子のいない夫婦が同時に死亡した場合の保険金の帰属先
業界新聞を読んでいて見つけた記事ですが、なかなか興味深い内容です。
夫が、配偶者である妻を受取人とする生命保険契約を結び、その二人が同時に死亡した場合において、妻の唯一の相続人である妻の兄が、商法676条2項の規定により保険金受取人になったとして、夫の唯一の相続人である夫の弟が、上告人である保険会社に対して保険金の支払いを求める一方、その契約を包括承継した保険会社は夫と妻の両遺族に配分すべきとして最高裁に上告したものです。

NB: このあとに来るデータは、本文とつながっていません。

PR #23634, opened 2025-05-30
fix: header behind other elements

### LINKED ISSUE #22208: Z-index issue in settings/accordion

- Node.js version: 20
- Strapi version: 5.4.0
- Database: N/A
- Operating system: Mac OS
- Is your project Javascript or Typescript: JS/TS

### Describe the bug
There is a z-index issue with the header and an open accordion, you can easily see this when using the user/permissions plugin. 

1. Start a new Strapi project
2. Navigate to any settings section that has an accordion
3. Scroll up

### Expected behavior

The header is always above the content of the page

### Screenshots

image

image

Adzouz:
### What does it do?

It fixes a z-index issue showing the content of an accordion above the sticky header in the admin interface.

image
image

_ℹ️ I picked 3 as zIndex because I saw that the modal of the guided tour starts at 4 and the accordions are 1, it gives a tiny flexibility to have other elements at 2 while keeping the sticky header above._

### Why is it needed?

To improve the user experience on the site and improve readability when displaying accordions in the admin.

### How to test it?

- Go to the admin interface
- Go to Settings > Roles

結論から言うと上告は棄却され、妻の相続人である妻の兄のみが死亡保険金の相続権を有するものとされました。
ここで争点訴されたのは、夫の弟と妻の兄は『保険金額を受け取るべき者の相続人』となるかどうかという事です。
このケースでは、民法32条の2の規定により、保険契約者兼被保険者である夫と指定受取人である妻は同時に死亡したものと推定され、夫は妻の法定相続人にならないから、夫の相続人である弟が保険金受取人となる事は無く、この事案の保険金の帰属先は妻の相続人である兄のみとされるというものです。
事故などで家族(夫婦)間で同時に亡くなった場合の相続関係と保険金の帰属先の最高裁の考え方が初めて明らかにされた事案であり、注目されるところです。